◆ **TASK DETAILS**: Work out how many lines in the data below contain "about", and state that count with nothing added.

******************************

PR #709, opened 2022-01-06
[fix] drop etools engine module

### LINKED ISSUE #696: Bug: etools engine
Branch: master
Version: 1.0.0

**What happened?**

**How To Reproduce**

**Expected behavior**

**Screenshots & Logs**

**Additional context**

**Technical report**

Error
  * Percentage: 100

return42:
## What does this PR do?

[fix] drop etools engine module

The implementation of the etools engine is poor.  No date-range support, no
language support .. since etools is just a metasearch engine which uses engines
we already have in SeaarXNG I vote to drop this engine entirely from the source
tree. [1]

[1] https://github.com/searxng/searxng/issues/696#issuecomment-1005855499

## Related issues

Closes: https://github.com/searxng/searxng/issues/696


not-my-profile:
>etools is just a metasearch engine which uses engines we already have in SeaarXNG

Actually now that I looked into it, according to its website etools does search 9 search engines that we don't support otherwise:

* https://de.ask.com/
* https://www.base-search.net/
* https://www.exalead.com/search/
* https://www.fastbot.de/
* https://search.lilo.org/
* https://www.moose.at/
* https://web.search.ch/
* https://tiger.ch/ (ironically yet another metasearch engine)
* https://yandex.com/

I agree that ideally we would support these engines directly but right now we don't and dropping etools would mean dropping support for these engines, so I'm not sure about this.

return42:
> I agree that ideally we would support these engines directly but right now we don't and dropping etools would mean dropping support for these engines, so I'm not sure about this.

formally correct, but I see this from a practical standpoint:

1. etools is broken / there is a captcha blocking the requests and I don't know a way around this captcha
2. etools "as is" does not have date-range support, nor language support .. what me brings to the quality ..
3. Quantity is not quality: etools will return results which do not fit e.g. to the selected language ..

In practice: in SearXNG the _worse_ etools results will be mixed with _good_ results from other engines we have (as long as there is no captcha).  

At best case, what we win with etools is in e.g. results from https://de.ask.com/ in a query from a german request .. in all other cases _worse_ results are bubble up in SearXNG's result list.

IMO if there is a request for one of the engines we do not support right now, we should better invest our time in implementing a module for this engine.

not-my-profile:
> etools will return results which do not fit e.g. to the selected language ..

Why don't we just add `language: de-CH` to etools? This way it would only show up specifically for people looking for that language.

return42:
> This way it would only show up specifically for people looking for that language.

etools has a lot of options incl. language support ..

grafik

not-my-profile:
>etools has a lot of options incl. language support ..

Yes but our implementation doesn't support it right now. So we should categorize our implementation according to the settings it has hardcoded.

return42:
> Yes but our implementation doesn't support it right now. So we should categorize our implementation according to the settings it has hardcoded.

Again .. less quality and broken by captcha .. I don't want to maintain such lovelessly implemented search engines .. if you want to maintain this engine please send your alternative PR and close this one.

not-my-profile:
Ok, you're argument that it's broken and not worth fixing is convincing. Please update your commit message to include that reasoning (it currently doesn't mention the Captcha situation or why no language support is a problem).

>etools is just a metasearch engine which uses engines
we already have in SeaarXNG

is wrong please correct that saying sth like "While etools does support several engines we currently don't support directly, support for  them should be added directly to SearXNG if there is demand."

not-my-profile (approved):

******************************

◆ **RESPONSE AREA**: 2